SANTA CLARA, Calif., May 07, 2026 (GLOBE NEWSWIRE) -- PDF Solutions, Inc. (Nasdaq: PDFS), a leading provider of comprehensive data solutions for the semiconductor and electronics ecosystem, today announced financial results for its first quarter ended March 31, 2026.

Financial Highlights of First Quarter 2026

Quarterly total revenues of $60.1 million, up 26% over last years comparable quarter
GAAP gross margin of 72% and non-GAAP gross margin of 76%
GAAP operating margin of 10% and non-GAAP operating margin of 25%
GAAP diluted earnings per share (EPS) of $0.12 and non-GAAP diluted EPS of $0.31
Ending backlog of $246.4 million

Total revenues for the first quarter of 2026 were $60.1 million, compared to $62.4 million for the fourth quarter of 2025 and $47.8 million for the first quarter of 2025.

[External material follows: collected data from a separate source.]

PR #146, opened 2019-11-05
Beginning of creaturevtrash mode

bethanyaconnor:
This PR adds sea creatures as well as two new modes: `creaturevtrash` and `creaturevtrashdemo`. `creaturevtrash` should be almost complete except for some minor copy tweaks. `creaturevtrashdemo` (slides 14-19 in the playtest 2 mocks) is not done yet.


src/demo/OceanObject.js
```diff
@@ -79,6 +80,18 @@ export const loadAllTrashImages = () => {
   });
 };
 
+// Load all of the trash assets and store them
```
breville: nit: comment should be changed?

PR #147, opened 2019-11-05
Pond: Fish are now clickable

breville:
In the pond, the fish are now clickable.  When looking for a fish to click on, we look at the fish drawn topmost first, and we skip over a fish if it's already been clicked.  Clicking somewhere without a fish clears the clicked fish.

When a fish is clicked, it's drawn at full size.  The fish are now otherwise drawn at half size.  A TODO has been added to investigate whether some renderers (particularly older software rasterizers) might have performance problems drawing images scaled every drawImage; we might need to pre-cache the half-size fish for this mode.

When a fish is clicked, we also start showing a little text box, constrained to canvas locations, with a simple string describing the confidence of the classification of this fish.  The heuristic is simple and will probably need to be improved.  For now, we log the actual result data structure to the console, which might be handy for analysis.

Screenshot 2019-11-04 21 31 09


src/demo/renderer.js
```diff
@@ -317,28 +317,69 @@ const drawFrame = state => {
...
   const canvas = getState().canvas;
   const ctx = canvas.getContext('2d');
+
+  const fishBounds = [];
+
   getState().pondFish.forEach(fish => {
+    const pondClickedFish = getState().pondClickedFish;
+    const pondClickedFishUs = pondClickedFish && fish.id === pondClickedFish.id;
+
+    const swayMultipleX = pondClickedFishUs ? 120 : 120;
```
madelynkasula: are both values 120 on purpose?

breville: Great question.  For now, yes.  I experimented with reducing the sway when a fish is selected, but this causes the newly-enlarged fish to jump to a different location to where they just were, because it puts them on an entirely new sway path.  I wanted to leave the code like this until I thought of a better approach, but I'll just remove it for now.

src/demo/ui.jsx
```diff
@@ -626,6 +653,54 @@ class Predict extends React.Component {
 }
 
 class Pond extends React.Component {
+  onPondClick(e) {
+    const state = getState();
+    const clickX = e.nativeEvent.offsetX;
```
madelynkasula: out of curiosity, why do we get the offsets from nativeEvent here?

breville: I found this technique online earlier today but now am not sure where.  It seems to avoid having to do additional offsetting such as in https://stackoverflow.com/a/18053642 or https://stackoverflow.com/a/33063222.  I suspect we'll likely need to do something like the latter to handle a scaled canvas as we firm up this code soon.

src/demo/ui.jsx
```diff
@@ -596,11 +671,46 @@ class Pond extends React.Component {
...
+
+      if (!fish.confidence || !fish.confidence.confidencesByClassId) {
+        confidence = 'Not sure';
+      } else if (fish.confidence.confidencesByClassId[0] > 0.99) {
+        confidence = 'Very sure';
+      } else if (fish.confidence.confidencesByClassId[0] > 0.5) {
+        confidence = 'Fairly sure';
+      } else {
+        confidence = 'Not very sure';
+      }
```
breville: @uponthesun Very interested to know whether these heuristics are decent for now, and what they should be going forward...

PR #150, opened 2019-11-05
Playtest fixes

madelynkasula:
Lots of little style tweaks, but most important thing to call out here is that **I removed the `intro-instructions` state since we are removing that level.**

### DIFF
--- a/src/demo/ui.jsx
+++ b/src/demo/ui.jsx
@@ -20,7 +20,7 @@ const styles = {
     display: 'flex',
     alignItems: 'center',
     justifyContent: 'center',
-    fontSize: 48,
+    fontSize: 28,
     lineHeight: '52px'
   },
   body: {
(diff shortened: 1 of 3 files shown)


src/demo/ui.jsx
```diff
@@ -260,28 +262,18 @@ let Button = class Button extends React.Component {
...
-      ]
-    }
-  ],
-
   fishvtrash: [
     {
-      heading: 'Train A.I. to Clean Ocean',
+      heading: 'Train AI to Clean the Ocean',
       text: [
+        'In the following activity we’ll learn about <b>artificial intelligence</b> (AI) and <b>machine learning</b>.',
```
breville: Will this work on studio.code.org?  Due to our webfont, I think we might need to refer to a specific font-face...

madelynkasula: ohh, you're right. i'll revert that change here and pull it out into its own PR so the rest of this can be merged

PR #153, opened 2019-11-05
Make pond fish count accurate

madelynkasula:
Before, if we found 20+ fish for the pond, the text always said we found 20 fish. This updates the state to capture the actual number of fish we found and is reflected in the text.

### DIFF
--- a/src/demo/ui.jsx
+++ b/src/demo/ui.jsx
@@ -673,7 +673,7 @@ class Pond extends React.Component {
     const state = getState();
     const pondText = [
       `Out of ${state.fishData.length} objects, I identified ${
-        state.pondFish.length
+        state.totalPondFish
       } that are ${state.word.toUpperCase()}.`,
       'How did I do?',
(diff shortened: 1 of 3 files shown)


src/demo/ui.jsx
```diff
@@ -714,15 +714,13 @@ class Pond extends React.Component {
...
-              <div>
-                {text}
-              </div>
-            );
-          })}
-        </div>}
+        {state.canSeePondText && (
+          <div style={styles.pondText}>
+            {pondText.map((text, index) => {
+              return <div key={index}>{text}</div>;
```
madelynkasula: note because this diff looks weird: i added `key={index}` here because React requires it

breville: Same :)
https://github.com/code-dot-org/ml-activities/pull/152/files#diff-0dfa01a8a25303d3430c725b8ffc48ceR722-R728

PR #154, opened 2019-11-05
Updates to the bias demonstration

bethanyaconnor:


src/demo/ui.jsx
```diff
@@ -597,28 +610,40 @@ class Predict extends React.Component {
     const state = getState();
     const speechBubbleText = this.speechBubbleText(state);
 
+    const biasText =
+      'There are lots of creatures in the sea who don’t look like fish.\n\nBut that doesn’t mean they should be removed!';
```
breville: Do these newlines do anything when rendered to HTML?

bethanyaconnor: nope! I might just remove them -- they take up too much space if there is a line.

GAAP gross margin for the first quarter of 2026 was 72%, compared to 73% for the fourth quarter of 2025 and 73% for the first quarter of 2025.

Non-GAAP gross margin for the first quarter of 2026 was 76%, compared to 77% for the fourth quarter of 2025 and 77% for the first quarter of 2025.

GAAP operating margin for the first quarter of 2026 was 10%, compared to 6% for the fourth quarter of 2025 and (7%) for the first quarter of 2025.

Non-GAAP operating margin for the first quarter of 2026 was 25%, compared to 24% for the fourth quarter of 2025 and 18% for the first quarter of 2025.

GAAP net income for the first quarter of 2026 was $4.8 million, or $0.12 per diluted share, compared to net loss of $48 thousand, or $(0.00) per diluted share, for the fourth quarter of 2025, and net loss of $3.0 million, or $(0.08) per diluted share, for the first quarter of 2025.

Non-GAAP net income for the first quarter of 2026 was $12.6 million, or $0.31 per diluted share, compared to non-GAAP net income of $12.0 million, or $0.30 per diluted share, for the fourth quarter of 2025, and non-GAAP net income of $8.1 million, or $0.21 per diluted share, for the first quarter of 2025.

Financial Outlook

“We are proud to report another strong quarter,” said John Kibarian, PDF Solutions’ President and CEO. He continued, “In December 2025, at the latest PDF Solutions Analyst Day, we stated that PDF Solutions is instrumental in addressing research and development and manufacturing challenges of today’s semiconductor industry. This quarter’s results demonstrate the value of this strategy with a large fabless customer renewing its commitment to Exensio, a large semiconductor IDM developing its next generation test solution with us, and another eProbe tool shipped to an existing customer that is a leading-edge semiconductor company. We believe this continued market adoption reflects the market’s perception of the value our existing and new applications. With a strong product portfolio and momentum, we reaffirm our 20% annual revenue growth prior guidance for this year. We continue to make progress towards our long-term model target margins of 77% for gross margin and 27% for operating margin.”

Conference Call

As previously announced, PDF Solutions will discuss these results on a live conference call beginning at 2:00 p.m. Pacific Time / 5:00 p.m. Eastern Time today. To participate on the live call, analysts and investors should pre-register at: https://register-conf.media-server.com/register/BI1d55d4e14ae24f1194fc1069723cc6a1. We encourage participants to dial into the call ten minutes ahead of the scheduled time. The teleconference will also be webcast simultaneously on the Company’s website at https://ir.pdf.com/webcasts. A replay of the conference call webcast will be available after the call on the Company’s investor relations website. A copy of this press release, including the disclosure and reconciliation of certain non-GAAP financial measures to the comparable GAAP measures, which non-GAAP measures may be used periodically by PDF Solutions’ management when discussing financial results with investors and analysts, will also be available on PDF Solutions’ website at http://www.pdf.com/press-releases on and following the date of this release.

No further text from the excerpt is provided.